* [WHAT THE TASK ASKS]: All that is needed is the number of lines in the records that contain the word "fragment", stated without anything else.

* [PROVIDED RECORDS]:

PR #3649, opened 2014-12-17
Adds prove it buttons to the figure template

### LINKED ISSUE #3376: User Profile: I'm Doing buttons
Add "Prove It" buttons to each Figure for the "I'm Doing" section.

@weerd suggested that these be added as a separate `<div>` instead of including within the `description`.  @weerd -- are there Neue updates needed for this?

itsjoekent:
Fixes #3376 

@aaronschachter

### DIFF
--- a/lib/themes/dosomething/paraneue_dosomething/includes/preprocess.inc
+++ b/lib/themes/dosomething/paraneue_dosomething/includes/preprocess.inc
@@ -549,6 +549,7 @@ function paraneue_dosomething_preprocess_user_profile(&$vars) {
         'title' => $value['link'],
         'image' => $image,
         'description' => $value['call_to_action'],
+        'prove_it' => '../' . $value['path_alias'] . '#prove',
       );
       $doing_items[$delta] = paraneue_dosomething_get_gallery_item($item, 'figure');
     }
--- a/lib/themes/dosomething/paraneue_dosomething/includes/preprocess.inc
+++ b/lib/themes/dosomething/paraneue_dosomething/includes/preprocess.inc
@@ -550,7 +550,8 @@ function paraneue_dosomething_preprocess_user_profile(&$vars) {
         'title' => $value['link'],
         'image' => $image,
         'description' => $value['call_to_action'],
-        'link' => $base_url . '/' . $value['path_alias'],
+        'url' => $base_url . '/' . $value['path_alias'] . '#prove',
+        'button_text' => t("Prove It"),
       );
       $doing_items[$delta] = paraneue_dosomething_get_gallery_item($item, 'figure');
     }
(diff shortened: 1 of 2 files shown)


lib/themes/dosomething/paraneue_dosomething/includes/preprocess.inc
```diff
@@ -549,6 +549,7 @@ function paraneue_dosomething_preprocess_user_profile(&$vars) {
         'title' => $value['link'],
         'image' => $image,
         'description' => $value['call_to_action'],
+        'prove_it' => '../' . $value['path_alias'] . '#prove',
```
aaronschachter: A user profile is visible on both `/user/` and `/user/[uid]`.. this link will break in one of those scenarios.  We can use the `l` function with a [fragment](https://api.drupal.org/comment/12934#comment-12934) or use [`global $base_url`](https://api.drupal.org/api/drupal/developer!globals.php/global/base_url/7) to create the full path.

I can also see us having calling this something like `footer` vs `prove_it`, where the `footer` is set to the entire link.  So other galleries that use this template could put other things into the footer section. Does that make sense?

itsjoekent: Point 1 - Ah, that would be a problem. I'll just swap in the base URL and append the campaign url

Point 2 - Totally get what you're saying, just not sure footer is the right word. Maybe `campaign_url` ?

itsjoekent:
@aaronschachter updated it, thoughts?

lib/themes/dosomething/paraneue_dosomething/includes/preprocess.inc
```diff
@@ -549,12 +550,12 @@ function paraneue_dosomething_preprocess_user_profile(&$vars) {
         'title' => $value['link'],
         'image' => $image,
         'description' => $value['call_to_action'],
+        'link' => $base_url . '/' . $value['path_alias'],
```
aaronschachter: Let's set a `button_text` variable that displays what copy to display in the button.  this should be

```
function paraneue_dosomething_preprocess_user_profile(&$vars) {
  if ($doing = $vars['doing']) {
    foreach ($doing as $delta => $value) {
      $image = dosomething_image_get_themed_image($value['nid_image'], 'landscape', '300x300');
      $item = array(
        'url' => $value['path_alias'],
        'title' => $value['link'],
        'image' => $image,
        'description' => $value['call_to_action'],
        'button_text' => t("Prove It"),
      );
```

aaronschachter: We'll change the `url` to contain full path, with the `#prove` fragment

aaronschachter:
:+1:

* [EXERCISE SOLUTION]: 2